More recently, I have given the title Machnamh 100 to a series of reflections which examine the period 1920-1923, including the war of independence, civil war and partition. “Machnamh” is an Irish word encompassing reflection, contemplation, meditation and thought. The next seminar, which I will host on 25 February, will examine the motivations and practices of imperialism and of resistance to it, how both reacted to changing local and global circumstances.

As I reflect on the topic, I am struck by a disinclination in both academic and journalistic accounts to critique empire and imperialism. Openness to, and engagement in, a critique of nationalism has seemed greater. And while it has been vital to our purposes in Ireland to examine nationalism, doing the same for imperialism is equally important and has a significance far beyond British/Irish relations.

It may be fruitful to consider the relationship of what has been titled – and not without dissent – the “European Enlightenment” within the project of imperial expansion for an understanding of how the mask of modernity has been used for cultural suppression, economic exploitation, dispossession and domination.

Such consideration also helps explain a reluctance in former imperial powers to engage now with their imperialist past and to examine that past with descendants of those previously colonised, many of whom still live with the complex legacies of that colonialism.
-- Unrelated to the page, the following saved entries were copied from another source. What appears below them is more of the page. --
Issue #959, opened 2018-09-18
RadarChart - onValueMouseEnter/onValueMouseLeave for Hints


emilyjeppson:
I have a `RadarChart` implemented and I would like to add Hints/tooltips. I was looking at the `Sunburst` example (https://github.com/uber/react-vis/blob/master/showcase/sunbursts/sunburst-with-tooltips.js), and I was hoping to do something similar. However, it looks like the `RadarChart` does not support `onValueMouseEnter` or `onValueMouseLeave` events.

Would it be possible to add them? And is this the best way to go about adding Hints to the RadarChart?

mcnuttandrew:
Hey @emilyjeppson 

I think that certainly can be done! If i'm understanding you right, you want to be able to attached listeners to the lines in the radar chart right? I think a simple version of that feature would be pretty easy to implement. Just add listeners props to the top of the radar chart and let them filter down to the line series that it has as children. I am somewhat short on time right now, but I would delightedly invite you to file a PR to this effect.

emilyjeppson:
@mcnuttandrew that sounds great! I'll dig into it and see if I can figure it out.

mcnuttandrew:
@benshope wanna do me a big favor and cut a patch?

benshope:
@mcnuttandrew yep no problem, patched to 1.11.3

Issue #771, opened 2018-04-01
How to add onClick event on the CustomSVGSeries item?


yashshah:
I'm using `CustomSVGSeries` to render my own svg and unable to add `onClick` on any of the SVG elements. How do you suggest to use onClick event on CustomSVGSeries?

Thanks!

jckr:
You're right, there's no click event listening going on on customSVGSeries. we can add in the future

mcnuttandrew:
Pull requests to address this are welcome!

PR #992, opened 2018-10-04
Radar chart tooltips

emilyjeppson:
This is a pull request for the issue I logged recently: https://github.com/uber/react-vis/issues/959

This has a few changes:

1. `RadarChart` - add the option to display axes on top of the polygons. I have charts with high opacity that cover the axes labels. I added a prop to give the option to render the axes on top (false by default). (The 1, 2, 3, 4 labels in the screenshot below illustrate this.)

2. `CustomSvgSeries` - ]add `onMouseOver`/`onMouseOut` events
  - Showcase (and tests) updated to show an example:

screen shot 2018-10-09 at 1 18 17 pm

3. `RadarChart` - Tooltips on the Polygon corners.
  - Added `onValueMouseOver` and `onValueMouseOut`
  - Circle rendered transparently with `MarkSeries` - has a `size` of 14 so that the mouse just needs to be close to the point to show the tooltip.
  - This screenshot is an example that has been added to the `showcase`. New tests have also been added.

screen shot 2018-10-09 at 1 19 48 pm

4. `RadarChart` - `onSeriesMouseOver`/`onSeriesMouseOut` events:

screen shot 2018-10-09 at 1 19 59 pm

### DIFF
--- a/showcase/radar-chart/radar-chart-with-tooltips.js
+++ b/showcase/radar-chart/radar-chart-with-tooltips.js
@@ -1,0 +1,193 @@
+// Copyright (c) 2016 - 2017 Uber Technologies, Inc.
+//
+// Permission is hereby granted, free of charge, to any person obtaining a copy
+// of this software and associated documentation files (the "Software"), to deal
+// in the Software without restriction, including without limitation the rights
+// to use, copy, modify, merge, publish, distribute, sublicense, and/or sell
+// copies of the Software, and to permit persons to whom the Software is
+// furnished to do so, subject to the following conditions:
+//
+// The above copyright notice and this permission notice shall be included in
+// all copies or substantial portions of the Software.
+//
+// THE SOFTWARE IS PROVIDED "AS IS", WITHOUT WARRANTY OF ANY KIND, EXPRESS OR
+// IMPLIED, INCLUDING BUT NOT LIMITED TO THE WARRANTIES OF MERCHANTABILITY,
+// FITNESS FOR A PARTICULAR PURPOSE AND NONINFRINGEMENT. IN NO EVENT SHALL THE
+// AUTHORS OR COPYRIGHT HOLDERS BE LIABLE FOR ANY CLAIM, DAMAGES OR OTHER
+// LIABILITY, WHETHER IN AN ACTION OF CONTRACT, TORT OR OTHERWISE, ARISING FROM,
+// OUT OF OR IN CONNECTION WITH THE SOFTWARE OR THE USE OR OTHER DEALINGS IN
+// THE SOFTWARE.
+
+import React, {Component} from 'react';
+import RadarChart from 'radar-chart';
+import {Hint} from 'index';
+
+// The first 6 data elements here are to simulate a 'spider' type of radar chart -
+// similar to CircularGridLines, but straight edges instead.
+const DATA = [
+  {
+    name: 'Spider5',
+    mileage: 5,
+    price: 5,
+    safety: 5,
+    performance: 5,
+    interior: 5,
+    warranty: 5,
+    fill: '#f8f8f8',
+    stroke: '#cccccc'
+  },
+  {
+    name: 'Spider4',
+    mileage: 4,
+    price: 4,
+    safety: 4,
+    performance: 4,
+    interior: 4,
+    warranty: 4,
+    fill: 'white',
+    stroke: '#cccccc'
+  },
+  {
+    name: 'Spider3',
+    mileage: 3,
+    price: 3,
+    safety: 3,
+    performance: 3,
+    interior: 3,
+    warranty: 3,
+    fill: '#f8f8f8',
+    stroke: '#cccccc'
+  },
+  {
+    name: 'Spider2',
+    mileage: 2,
+    price: 2,
+    safety: 2,
+    performance: 2,
+    interior: 2,
+    warranty: 2,
+    fill: 'white',
+    stroke: '#cccccc'
+  },
+  {
+    name: 'Spider1',
+    mileage: 1,
+    price: 1,
+    safety: 1,
+    performance: 1,
+    interior: 1,
+    warranty: 1,
+    fill: '#f8f8f8',
+    stroke: '#cccccc'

As I reflect on the instincts of those who have defended imperialism, I can see how the tool of an alleged “progressive modernity” could be so effective. Those on the receiving end of imperialist adventurism were denied cultural agency, assumed to be incapable of it, and responsible for violence towards the “modernising” forces directed at them.

From the perspective of the British imperialist mind of its time, attitudes to the Irish for example, were never, and could never be, about a people who were equal, had a different culture, or could be trusted in a civilised discourse of equals. From the perspective of the Irish, who had their own ancient language, social and legal systems and a rich monastic contribution to the world, this view had to be resisted.

Some resistance was through an intensified cultural activity, literature, poetry, music and song. Others sought it within the domain of parliaments or through exerting political pressure from engaged emigrant populations in the United States. In other circumstances, the Irish found it through covert and overt violence. Most resorted to available strategies of escape through emigration, or survival within the empire, with a widespread, if suppressed, anger over humiliation experienced or remembered.

Both the imperialists and those they dominated developed a strategy of accommodation. At home in Britain, the imperialist experience was transmitted down through the classes; there was perhaps the glow associated with belonging to a global empire that could distract from problems of class rejection, an unjust society or an exploitative economic system. But anti-imperialist struggles weren’t free of the traits of empire either. They also at times lacked a consciousness of class exploitation.

At its core, imperialism involves the making of a number of claims that are invoked to justify its assumptions and practices – including its inherent violence. One of those claims is the assumption of superiority of culture and it is always present in the imperialising project. Forcing an acceptance on those subjugated of the inferiority of their culture as a dominated Other is the reverse side of the coin.

Injustices perpetrated in the name of imperialism, and in resistance to it, often had a brutalising effect, leaving a bitter residue of pain and resentment, sometimes passed down through generations and left available to those willing to reignite inherited grievances.

What our current reflection consists of, I suggest, is not the offering of a set of competing rationalisations for different kinds of violence. Instead it is about understanding the contexts in which they occurred.

The rewards for this will come in the form in restoring the connection between moral instinct and public policy. That is an authenticity for which so many of our citizens, on this shared, vulnerable planet, yearn.